US-Wirtschaft bleibt robust - Inflationsrisiken bleiben


27.02.25 09:00
Postbank Research

Bonn (www.anleihencheck.de) - Die Inflationsrate stieg im Januar von 2,9 auf 3,0 Prozent, die Kerninflation ebenfalls und unerwartet von 3,2 auf 3,3 Prozent, die PCE Kernrate verharrte auch im Dezember bei 2,8 Prozent, so die Analysten von Postbank Research.

Der Arbeitsmarktreport sei für Dezember gar noch aufwärts revidiert worden. Der Stellenaufbau habe mit 307 Tsd. rund 150 Tsd. oberhalb der Erwartungen gelegen. Im Januar habe er diese mit 143 Tsd. fast getroffen. Die Arbeitslosenquote sei unerwartet von 4,1 auf 4,0 Prozent gesunken, die Gehälter hätten sich um 4,1 Prozent zum Vorjahr erhöht. Der JOLTS Report habe für den Dezember mit 7,6 Mio. offenen Stellen jedoch etwa 0,4 Mio. weniger als prognostiziert gezeigt.
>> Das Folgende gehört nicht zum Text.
PR #2731, opened 2026-09-21
fix(chatwoot): resolve instanceId before looking up reaction targets

ticczaleski:
## Summary
- `ChatwootRouter`'s webhook route builds `instance` from the URL's `:instanceName` param alone (`RouterBroker#dataValidate` never sets `instanceId`). The `message_created` path patches `instance.instanceId = waInstance.instanceId` right after resolving the running instance, but `handleReactionWebhook` never did — so `getMessageByKeyId`'s `WHERE "instanceId" = ${instance.instanceId}` predicate always compared against `undefined` and matched nothing.
- Effect in production: every agent reaction sent from the Chatwoot dashboard logged `Could not resolve WhatsApp key for chatwoot message X; acknowledging without retry` and was silently dropped, even though the target message existed in Evolution's local `Message` table. Confirmed live: the reaction webhook fired correctly from Chatwoot (capability gate, event dispatch, delivery all healthy), reached Evolution, but failed the lookup — while the reverse direction (WhatsApp contact reaction -> Chatwoot) already worked since it runs through the in-process `messages.upsert` handler, which does set `instanceId` correctly.
- Fix: fill in `instance.instanceId` from `waInstance.instanceId` in `handleReactionWebhook`, same as the sibling code path.

## Test plan
- [x] `npx vitest run src/api/integrations/chatbot/chatwoot/services/chatwoot-reactions.spec.ts` — 10/10 passing, including a new regression test that reproduces a bare `{instanceName}` instance (as the real webhook route produces) and asserts `getMessageByKeyId` is called with the resolved `instanceId`.
- [x] `eslint` / `tsc --noEmit` via pre-commit hook — clean.
- [ ] Manual: verified on production (`evolution-api-ti1`) that before this fix, an agent reaction on a real message never reached WhatsApp; the code path was confirmed via live logs against message id 1246 which existed in `Message` with the correct `key.id` but was never found due to the `instanceId` mismatch.

## Summary by Sourcery

Improve Chatwoot delivery reliability and reaction synchronization across Chatwoot and WhatsApp.

New Features:
- Support bidirectional Chatwoot and WhatsApp reactions, including reaction creation, updates, and removals.
- Preserve WhatsApp message identifiers on Chatwoot messages to support quoted-message resolution.

Bug Fixes:
- Resolve the running WhatsApp instance ID before looking up Chatwoot reaction targets, preventing valid targets from being missed.
- Report outbound delivery failures on the original Chatwoot message instead of creating separate private notes.
- Prevent duplicate Chatwoot webhook deliveries from sending duplicate WhatsApp messages or reactions.

Enhancements:
- Add cache-backed atomic delivery claims with local and Redis implementations.
- Improve quoted-message lookup by preferring WhatsApp-native external identifiers.

Build:
- Switch the test scripts to Vitest and add Vitest configuration and dependencies.

CI:
- Update Docker publishing workflows with the new image namespace, manual tagging, version and SHA tags, concurrency controls, and build caching.

Tests:
- Add regression and service tests covering reaction bridging, delivery handling, cache claims, and instance ID resolution.

Chores:
- Update package lockfile dependencies.


ticczaleski:
Opened by mistake against the wrong repo (targeted the upstream project instead of our internal fork). Closing; the real PR is in our fork.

Der ISM Index der Industrie sei im Januar mit 50,9 Punkten auf das höchste Niveau seit Oktober 2022 gestiegen, auch sämtliche Subindices hätten über der 50 Punkte-Marke gelegen, besonders die der Neuaufträge und der Beschäftigungen seien stark angestiegen. Der Index für Dienstleistungen sei von 54,0 auf 52,8 Punkte gefallen.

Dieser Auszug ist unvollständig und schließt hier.